▶ [WORK ORDER] Restate exactly the lines from the top of the listing below to the line containing "Such future work"; the remaining lines are not wanted.
○ ○ ○
PR #247, opened 2018-08-22
Changes to the worker abstraction and user flow

samiwh:
Sort of in commit order (would advise reading it that way). Tried to at least get rid of some of the noise from prefabs and codegen. A lot less code has changed than the numbers suggest.

Mild annoyance - the AddCoreSystems function moves in the commit that deals with codegen. Also the typo is fixed there. Couldn't be moved before codegen is touched.

#### Description
Round of changes for the worker abstraction stuff. This should change most of the things that we wanted to and allow for future changes to be made more easily.
Such future work could include making a pure ecs worker and pulling this out into a feature module (surprisingly little would have to be done), or working with additive scenes (tested it and it sort of works), or making fake players share static terrain.

Workers are still created from the object Worker, however changes have been made to exactly how they are instantiated, and prefabs added to aid in creating them in playground. Adding ClientWorker or GameLogicWorker prefabs to a scene will cause it to try to create that worker on start.

Building workers now builds a specific scene with one of the appropriate prefabs in it. So building a client is the same as building with the ClientScene. The build config has been changed to reflect this.

Scenes added
Client scene:
image

GameLogic scene:
image

Sample scene:
image

#### Tests
Run locally in editor and multiple external workers. Run in cloud with clients via the launcher. Spatial connect will definitely not work right now as the external IP can't be used.
#### Documentation
Mostly not. However we also currently have no docs on this and it isn't the priority.


workers/unity/Packages/com.improbable.gdk.core/Worker/Worker.cs
```diff
@@ -10,77 +10,137 @@ namespace Improbable.Gdk.Core
...
+            return connectionFailureReason;
+        }
+
+        private void AddCoreSystems()
+        {
+            var workerSystem = World.GetOrCreateManager<WorkerSystem>();
+            workerSystem.Connection = Connection;
+            workerSystem.LogDispatcher = LogDispatcher;
+            workerSystem.Origin = Origin;
+            workerSystem.WorkerType = WorkerType;
```
jessicafalk: we are now duplicating fields between two classes and the user can modify them in the system. This could cause quite a few problems when the user suddenly modifies one of them..

workers/unity/Packages/com.improbable.gdk.transformsynchronization/Systems/InterpolateTransformSystem.cs
```diff
@@ -32,8 +32,7 @@ protected override void OnCreateManager(int capacity)
         {
             base.OnCreateManager(capacity);
 
-            var worker = Core.Worker.GetWorkerFromWorld(World);
-            origin = worker.Origin;
+            origin = World.GetExistingManager<WorkerSystem>().Origin;
```
jessicafalk: this will simply fail with a null pointer exception, I believe. do we not want to provide a better exception for this?

workers/unity/ProjectSettings/ProjectSettings.asset
```diff
@@ -545,7 +545,7 @@ PlayerSettings:
   webGLCompressionFormat: 1
   webGLLinkerTarget: 0
   scriptingDefineSymbols:
-    1: UNITY_POST_PROCESSING_STACK_V2;UNITY_DISABLE_AUTOMATIC_SYSTEM_BOOTSTRAP
+    1: UNITY_POST_PROCESSING_STACK_V2;UNITY_DISABLE_AUTOMATIC_SYSTEM_BOOTSTRAP;IMPROBABLE_WORKERTYPE_UNITYCLIENT
```
jessicafalk: do we need that extra symbol?

workers/unity/Assets/Playground/Scripts/Worker/ConnectClient.cs
```diff
@@ -0,0 +1,127 @@
...
+            yield return null;
+        }
+
+        if (workerTask.IsFaulted)
+        {
+            Debug.LogError(
+                $"Failed to create client worker with error: {workerTask.Exception.InnerException.Message}");
+            if (attempts > 0)
+            {
+                CreateWorker(attempts);
```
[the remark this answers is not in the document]
samiwh: This is just in playground. We can make the retries more complicated but there probably isn't any point.

workers/unity/Packages/com.improbable.gdk.transformsynchronization/Systems/InterpolateTransformSystem.cs
samiwh: Can do. Can have a convention for feature modules that we check for there being a worker.

workers/unity/Packages/com.improbable.gdk.core/Worker/Worker.cs
samiwh: I think this is a fridge error. We can make them readonly to prevent that, but if a user goes out of their way to break things then things will break. Things are duplicated because one is a wrapper around the other. We can make it so that the Worker class has properties to call these on each access if we need them to be the same but it makes cleanup slightly different.

workers/unity/Assets/Playground/Scripts/PlaygroundOneTimeInitialisation.cs
```diff
@@ -0,0 +1,56 @@
+﻿using System;
+using Improbable.Gdk.PlayerLifecycle;
+using Unity.Entities;
+using UnityEngine;
+
+namespace Playground
+{
+    public static class PlaygroundOneTimeInitialisation
+    {
+        private static bool initialized = false;
```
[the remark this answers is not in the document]
samiwh: It doesn't need to persist across an app domain reload, just across scene transitions. Will check this though.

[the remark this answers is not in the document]
samiwh: Might be a reason to change the name.

workers/unity/Assets/Playground/Scripts/Worker/ConnectClient.cs
```diff
@@ -0,0 +1,127 @@
...
+            {
+                WorkerType = workerType,
+                WorkerId = $"{workerType}-{Guid.NewGuid()}"
+            };
+            workerTask = Worker.CreateWorkerAsync(config, new ForwardingDispatcher(), Origin);
+        }
+        else
+        {
+            var commandLineArguments = Environment.GetCommandLineArgs();
+            Debug.LogFormat("Command line {0}", string.Join(" ", commandLineArguments.ToArray()));
```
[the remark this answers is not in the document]
samiwh: Debug prints can't all be removed though. In this case there isn't a worker yet so we can't push this through the logger. We can change how loggers are created to get around this but we need work out what to do with connections.

workers/unity/Assets/Playground/Scripts/Worker/ConnectClient.cs
```diff
@@ -0,0 +1,127 @@
...
+    {
+        return deploymentList.Deployments[0].DeploymentName;
+    }
+
+    private static bool HandleQueueStatus(QueueStatus queueStatus)
+    {
+        return true;
+    }
+
+    private void CreateWorker(int attempts)
```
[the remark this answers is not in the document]
samiwh: We can't use await in a non async function.

workers/unity/Assets/Playground/Scripts/Worker/ConnectClient.cs
```diff
@@ -0,0 +1,127 @@
...
+    {
+        while (!workerTask.IsCompleted)
+        {
+            yield return null;
+        }
+
+        if (workerTask.IsFaulted)
+        {
+            Debug.LogError(
+                $"Failed to create client worker with error: {workerTask.Exception.InnerException.Message}");
```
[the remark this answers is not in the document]
samiwh: We know quite a lot about this task though and how it can end. What kind of failures aren't handled here?

workers/unity/Assets/Playground/Scripts/Worker/ConnectClient.cs
```diff
@@ -0,0 +1,127 @@
...
+
+    private void InstantiateLevel()
+    {
+        Level.transform.position = Origin;
+        Level.SetActive(true);
+    }
+
+    private void OnDisconnected(string reason)
+    {
+        ClientWorker.LogDispatcher.HandleLog(LogType.Warning, new LogEvent($"Worker disconnected")
```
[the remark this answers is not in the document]
samiwh: It's a warning because it's more important than a regular message. Can downgrade it to log if we need to.

workers/unity/Packages/com.improbable.gdk.core/Worker/Worker.cs
```diff
@@ -10,77 +10,137 @@ namespace Improbable.Gdk.Core
...
+                }
+
+                return deploymentList;
+            }
+        }
+
+        private static string GetConnectionFailureReason(Connection connection)
+        {
+            var connectionFailureReason = "No reason found for connection failure";
+            var dispatcher = new Dispatcher();
```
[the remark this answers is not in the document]
samiwh: Missed that. Will fix.

workers/unity/Packages/com.improbable.gdk.core/Worker/Worker.cs
```diff
@@ -10,77 +10,137 @@ namespace Improbable.Gdk.Core
...
+            dispatcher.OnDisconnect(op => connectionFailureReason = op.Reason);
+            dispatcher.Process(connection.GetOpList(0));
+
+            return connectionFailureReason;
+        }
+
+        private void AddcoreSystems()
```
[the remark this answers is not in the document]
samiwh: See comment in the description. This is fixed already.

workers/unity/Assets/Playground/Scripts/Worker/ConnectClient.cs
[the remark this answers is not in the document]
jared-improbable: Right, but you don't need to. It will be printed to the raw log by Unity itself.

workers/unity/Assets/Playground/Scripts/Worker/ConnectClient.cs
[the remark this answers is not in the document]
samiwh: I don't think there are any races here but will look into making async work nicely here. Partly didn't do that as I wanted the monobehaviour to not be magical and async await in that context is weird to read if you haven't seen it before.

workers/unity/Assets/Playground/Scripts/Worker/ConnectClient.cs
```diff
@@ -0,0 +1,127 @@
...
+    public Worker ClientWorker;
+
+    protected void Start()
+    {
+        CreateWorker(ConnectionAttempts);
+    }
+
+    protected void OnApplicationQuit()
+    {
+        ClientWorker?.Dispose();
```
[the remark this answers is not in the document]
jared-improbable: I generally think it's a good idea to highlight that classes contain special resources, even if the code isn't "live" wrt its lifecycle.

workers/unity/Assets/Playground/Scripts/Worker/ConnectClient.cs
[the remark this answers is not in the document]
jared-improbable: My thought was for people basing their project on these examples.

workers/unity/Packages/com.improbable.gdk.transformsynchronization/Systems/InterpolateTransformSystem.cs
samiwh: I don't think it's worth going full error handling in transforms right now though as that module is going to just be re-written.

workers/unity/Assets/Playground/Scripts/Worker/ConnectClient.cs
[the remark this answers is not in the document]
samiwh: Sure will add this to the drive by changes.

workers/unity/Assets/Playground/Scripts/Worker/ConnectClient.cs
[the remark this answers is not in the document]
jared-improbable: Sorry, I meant deadlock: https://olitee.com/2015/01/c-async-await-common-deadlock-scenario/
I know in this case it's explicitly checked, but it's easy to forget.
We'll be using `async/await` when interacting with the Platform APIs, so at some point devs will need to learn.

workers/unity/Assets/Playground/Scripts/Worker/ConnectClient.cs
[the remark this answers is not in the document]
jared-improbable: If there's no InnerException it will crash? :P

workers/unity/Assets/Playground/Scripts/Worker/ConnectClient.cs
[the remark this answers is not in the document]
samiwh: Makes sense. In which case I agree this should be a separate task. Currently parsing what error you got and how to react to it is hard :S. Will make a ticket.

workers/unity/Assets/Playground/Config/SystemConfig.cs
```diff
@@ -64,5 +40,13 @@ public static void AddGameLogicSystems(World world)
             world.GetOrCreateManager<ProcessScoresSystem>();
             world.GetOrCreateManager<CollisionProcessSystem>();
         }
+
+        private static void AddCommonSystems(World world)
```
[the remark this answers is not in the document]
samiwh: Changed it to AddLifecycleSystems and removed the entity manager as it doesn't need to be there.

workers/unity/Assets/Playground/Scripts/Worker/ConnectClient.cs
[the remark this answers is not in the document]
samiwh: I mean is there a case where this can fail with no inner exception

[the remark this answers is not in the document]
jared-improbable: I don't know...do we want to find it in production?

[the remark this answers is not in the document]
samiwh: My understanding is that IsFaulted can not be called without Exception being non null. And the exception is always an AggregateException of inner exceptions that were not handled. The other option is that it was cancelled however that can't happen in this case. Although I haven't explicitly given it a non cancellable token, but can do if we are worried about that.

It seems like you can default construct aggregate exception although I thought Task doesn't do this.

Will add a check for this anyway.

workers/unity/Assets/Playground/Scripts/Worker/ConnectClient.cs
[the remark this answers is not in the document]
samiwh: Cool. Will take another look at this then.

workers/unity/Packages/com.improbable.gdk.core/Worker/Worker.cs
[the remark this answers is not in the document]
samiwh: No wait I didn't miss that. The new dispatcher isn't disposable.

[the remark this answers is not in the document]
jared-improbable: D'oh, it's all user-side now, isn't it...

workers/unity/Assets/Playground/Scripts/Worker/ConnectClient.cs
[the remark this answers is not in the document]
samiwh: Going to move all this to async await so this is moot now, but noted for later in case we need to explicitly poll a task for some reason.

workers/unity/Packages/com.improbable.gdk.core/Worker/Worker.cs
samiwh: Changed it to use a constructor so it can be readonly.

workers/unity/Assets/Playground/Scripts/Worker/ConnectClient.cs
```diff
@@ -0,0 +1,127 @@
...
+using System.Threading.Tasks;
+using Improbable.Gdk.Core;
+using Improbable.Worker.Core;
+using Playground;
+using Unity.Entities;
+using UnityEngine;
+
+public class ConnectClient : MonoBehaviour
+{
+    public Vector3 Origin = Vector3.zero;
```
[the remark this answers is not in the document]
callumlawson: That could be good! 
In the future, you can imagine it being really nice to be able to move workers around just by dragging prefabs.
We could even visualize spatial extents, should they have them.

workers/unity/ProjectSettings/ProjectSettings.asset
jamiebrynes7: They know!

workers/unity/Assets/Playground/Config/SystemConfig.cs
```diff
@@ -13,7 +13,7 @@ public static class SystemConfig
 
         public static void AddClientSystems(World world)
         {
-            AddCommonSystems(world);
+            AddLifecycelSystems(world);
```
jamiebrynes7: `Lifecycle`

workers/unity/ProjectSettings/ProjectSettings.asset
zeroZshadow: Actually the build system added that, but, it shouldn't...
This is literally unset in a `finally` block.. I have no idea how that gets there

workers/unity/Assets/Playground/Scripts/Worker/ConnectClient.cs
```diff
@@ -0,0 +1,127 @@
...
+        }
+        else
+        {
+            var commandLineArguments = Environment.GetCommandLineArgs();
+            Debug.LogFormat("Command line {0}", string.Join(" ", commandLineArguments.ToArray()));
+            var commandLineArgs = CommandLineUtility.ParseCommandLineArgs(commandLineArguments);
+            if (commandLineArgs.ContainsKey(RuntimeConfigNames.LoginToken))
+            {
+                var config = LocatorConfig.CreateConnectionConfigFromCommandLine(commandLineArgs);
+                config.WorkerType = workerType;
```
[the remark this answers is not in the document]
jessicafalk: no, the launcher does not pass it in as it assumes it will be a UnityClient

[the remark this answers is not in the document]
jamiebrynes7: That is enormously frustrating.

workers/unity/Assets/Playground/Config/SystemConfig.cs
```diff
@@ -64,5 +40,12 @@ public static void AddGameLogicSystems(World world)
             world.GetOrCreateManager<ProcessScoresSystem>();
             world.GetOrCreateManager<CollisionProcessSystem>();
         }
+
+        private static void AddLifecycelSystems(World world)
```
DanailPenev: AddLifecycleSystems

workers/unity/Assets/Playground/Scripts/Worker/ConnectGameLogicWorker.cs
```diff
@@ -7,74 +7,85 @@
...
+    {
+        while (attempts > 0)
         {
-            Debug.LogError(
-                $"Failed to create game logic worker with error: {workerTask.Exception.InnerException.Message}");
-            if (attempts > 0)
+            try
             {
-                CreateWorker(attempts);
+                var worker = await Worker.CreateWorkerAsync(config, dispatcher, origin);
```
callumlawson: Minor thing, I was confused by CreateWorkerAsync as I thought for a second that it was the method at the top of the file.
Tbh that's on me, but if we wanted to be extra clear, the private method in this file could be
'private ConnectGameLogicWorkerAsync" showing it's the specialised version.

workers/unity/Assets/Playground/Config/SystemConfig.cs
samiwh: Yep, two typos in there.

workers/unity/Assets/Playground/Scripts/Worker/ConnectGameLogicWorker.cs
```diff
@@ -0,0 +1,109 @@
...
+using Improbable.Gdk.Core;
+using Playground;
+using Unity.Entities;
+using UnityEngine;
+
+public class ConnectGameLogicWorker : MonoBehaviour
+{
+    public Vector3 Origin = Vector3.zero;
+    public GameObject Level;
+    public int ConnectionAttempts = 3;
```
callumlawson: Nit ConnectionAttempts -> MaxConnectionAttempts 
(Given it's not a count of the number of elapsed connection attempts)

workers/unity/Packages/com.improbable.gdk.core/Worker/Worker.cs
```diff
@@ -10,7 +10,7 @@ namespace Improbable.Gdk.Core
 {
     public class Worker : IDisposable
     {
-        public readonly Vector3 Origin;
+        public Vector3 Origin => World.GetExistingManager<WorkerSystem>().Origin;
```
jessicafalk: I guess that was an unintended change?

samiwh: Yep, that wasn't meant to be committed.

workers/unity/Assets/Playground/Scripts/PlaygroundOneTimeInitialisation.cs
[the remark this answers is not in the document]
samiwh: We've discussed doing that a few times. We'd need to add that to all systems though. And all user systems. So we'd get rid of this at the expense of more boilerplate everywhere else.

workers/unity/Packages/com.improbable.gdk.core/Systems/WorkerDisconnectCallbackSystem.cs
```diff
@@ -0,0 +1,27 @@
...
+            [ReadOnly] public ComponentDataArray<WorkerEntityTag> DenotesWorkerEntity;
+        }
+
+        public event Action<string> OnDisconnected;
+
+        [Inject] private Data data;
+
+        protected override void OnUpdate()
+        {
+            OnDisconnected?.Invoke(data.DisconnectedMessage[0].ReasonForDisconnect);
```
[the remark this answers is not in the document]
samiwh: The main risk is there being multiple entities

workers/unity/Assets/Playground/Scripts/Worker/ClientWorkerConnector.cs
```diff
@@ -0,0 +1,26 @@
...
+
+    protected override void AddWorkerSystems()
+    {
+        WorkerUtils.AddClientSystems(Worker.World);
+    }
+
+    protected override string SelectDeploymentName(DeploymentList deployments)
+    {
+        // This could be replaced with a splash screen asking to select a deployment or some other user defined logic
+        return deployments.Deployments[0].DeploymentName;
```
jessicafalk: no need to override this. It does exactly the same as the `WorkerConnectorBase`

workers/unity/Assets/Playground/Scripts/Worker/WorkerConnectorBase.cs
```diff
@@ -0,0 +1,227 @@
...
+                var origin = transform.position;
+                if (ShouldUseLocator())
+                {
+                    var config = GetLocatorConfig(workerType);
+                    ConnectionDelegate connectionDelegate = async () =>
+                        await Worker.CreateWorkerAsync(config, SelectDeploymentName, logger, origin)
+                            .ConfigureAwait(false);
+                    var worker =
+                        await ConnectWithRetries(connectionDelegate, MaxConnectionAttempts, logger, workerType);
+                    InitializeWorker(worker);
```
jessicafalk: these two lines can be moved outside of the if-clause

workers/unity/Assets/Playground/Scripts/Worker/WorkerConnectorBase.cs
```diff
@@ -0,0 +1,227 @@
...
+                    return;
+                }
+            }
+
+            try
+            {
+                var origin = transform.position;
+                if (ShouldUseLocator())
+                {
+                    var config = GetLocatorConfig(workerType);
```
jessicafalk: if we are going to move this to Core, we need to make getting the configs overridable. with mobile for example we can't parse command line arguments, but must pass the values in differently (e.g. through a splash screen)

workers/unity/Assets/Playground/Scripts/Worker/WorkerConnectorBase.cs
```diff
@@ -0,0 +1,227 @@
...
+
+        private bool ShouldUseLocator()
+        {
+            if (Application.isEditor)
+            {
+                return false;
+            }
+
+            var commandLineArguments = Environment.GetCommandLineArgs();
+            var commandLineArgs = CommandLineUtility.ParseCommandLineArgs(commandLineArguments);
```
jessicafalk: the other option would be to factor these two lines out as they are used in three places anyway and make that method `virtual`

workers/unity/Packages/com.improbable.gdk.core/Logging/ForwardingDispatcher.cs
```diff
@@ -11,12 +11,31 @@ namespace Improbable.Gdk.Core
...
+            set
+            {
+                if (connection == null)
+                {
+                    handlingUnityLogMessages = true;
+                    Application.logMessageReceived += LogCallback;
+                }
+                else if (value == null)
+                {
+                    handlingUnityLogMessages = false;
```
jessicafalk: what is this bool needed for?

workers/unity/Packages/com.improbable.gdk.core/Logging/ForwardingDispatcher.cs
```diff
@@ -11,12 +11,31 @@ namespace Improbable.Gdk.Core
...
+
+        public Connection Connection
+        {
+            get => connection;
+            set
+            {
+                if (connection == null)
+                {
+                    handlingUnityLogMessages = true;
+                    Application.logMessageReceived += LogCallback;
```
jessicafalk: doesn't this mean that we won't log it to the Unity console anymore, if we don't have a connection?

workers/unity/Packages/com.improbable.gdk.core/Systems/WorldCommandsSendSystem.cs
```diff
@@ -64,7 +65,7 @@ protected override void OnCreateManager(int capacity)
 
         protected override void OnUpdate()
         {
-            if (worker.Connection == null)
+            if (connection == null)
```
jessicafalk: is this even needed? When creating a worker, a connection has to be present.

workers/unity/Packages/com.improbable.gdk.core/Worker/Worker.cs
```diff
@@ -10,76 +11,137 @@ namespace Improbable.Gdk.Core
...
-            worker.Dispose();
+            World.CreateManager<WorkerSystem>(Connection, LogDispatcher, WorkerType, Origin);
+            World.GetOrCreateManager<SpatialOSSendSystem>();
+            World.GetOrCreateManager<SpatialOSReceiveSystem>();
+            World.GetOrCreateManager<CleanReactiveComponentsSystem>();
+            World.GetOrCreateManager<WorldCommandsCleanSystem>();
+            World.GetOrCreateManager<WorldCommandsSendSystem>();
+            World.GetOrCreateManager<CommandRequestTrackerSystem>();
+
+            // Monobehaviouor stuff
```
○ ○ ○
▶ [RESULT OF THIS TASK]
PR #247, opened 2018-08-22
Changes to the worker abstraction and user flow

samiwh:
Sort of in commit order (would advise reading it that way). Tried to at least get rid of some of the noise from prefabs and codegen. A lot less code has changed than the numbers suggest.

Mild annoyance - the AddCoreSystems function moves in the commit that deals with codegen. Also the typo is fixed there. Couldn't be moved before codegen is touched.

#### Description
Round of changes for the worker abstraction stuff. This should change most of the things that we wanted to and allow for future changes to be made more easily.
Such future work could include making a pure ecs worker and pulling this out into a feature module (surprisingly little would have to be done), or working with additive scenes (tested it and it sort of works), or making fake players share static terrain.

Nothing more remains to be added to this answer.